When I worked, volunteered actually, in college radio, there was a lot of booze and other substances greasing the skids. As a professional, the O’Connor Trading partners in Chicago had free booze. The only rule was “not during trading hours”. The closing bell would ring, you’d go grab a cold one or three, and then start doing your paperwork and settling trades.
Define “at work.” At academic conferences, sure, it’s practically obligatory. While grading / doing class prep / doing work-related writing at home, often, though never more than a beer or two. Very occasionally during class on study-abroad trips in a country where it’s customary to hold class in the pub. Definitely not in my office or anywhere on my home campus, however, except at the occasional reception or alumni event.

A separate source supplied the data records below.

PR #589, opened 2022-04-01
tests: plugins: fixup tests

isinyaaa:
This commit fixes both the utils test and the raspberry pi deploy test.

The Raspberry pi test was broken due to the shunit2 temp folder not
being recreated every time it was destroyed, and the utils test was
using a previous format of the `compare_command_sequence` function.

Signed-off-by: Isabella Basso <isabbasso@riseup.net>


rodrigosiqueira:
Merged! Thanks a lot!

PR #593, opened 2022-04-16
Init template

rodrigosiqueira:


kwy95 (changes requested):
I added some corrections, but mostly it seems good. I think the template names could be friendly as I don't think I could remember them to use directly. Also, I guess this would be better as a separate refactor, but the tests having so many separate functions might cause some performance issues, especially in this specific file that removes and recreates the test directory with every test function.

magalilemes (changes requested):
Awesome PR, I'll point just a few things to be fixed.
Also, I followed both tutorials thoroughly, and I was able to -- very easily -- cross compile and deploy the latest kernel on a 32-bit Raspberry Pi OS. The writing is very clear. 😄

Yes, but only at offices where it was acceptable. As in, you show up at 9am the day after Thanksgiving, because you don’t want to burn a vacation day, and as you walk in the door your boss, who also didn’t want to burn a vacation day, asks you whether you would like a mimosa or just a plain glass of champagne. Let’s just say, they might as well have given you the day off with pay.
I never worked anywhere where you could get fired for having a drink with lunch, but obviously, if someone was drunk all the time, that could have been a problem. This was even true when I worked for a hospital, except that I worked in the administrative officer, so not with doctors and nurses, who probably shouldn’t have a drink or two with lunch, for sure. But the hospital president did.
Every newspaper I ever worked for was close to a bar, and in most cases the bar became kind of an adjunct office. I think those days are a thing of the past, along with all the newspapers.
Oh, yes. There was a period of time twelve or so years ago when I’d offer everyone drinks on Friday an hour or two before the end of the day. It kind of got out of hand, with some people over consuming. Then someone pointed out that one of the biggest drinkers was only 20. Sadly, I stopped the happy hour.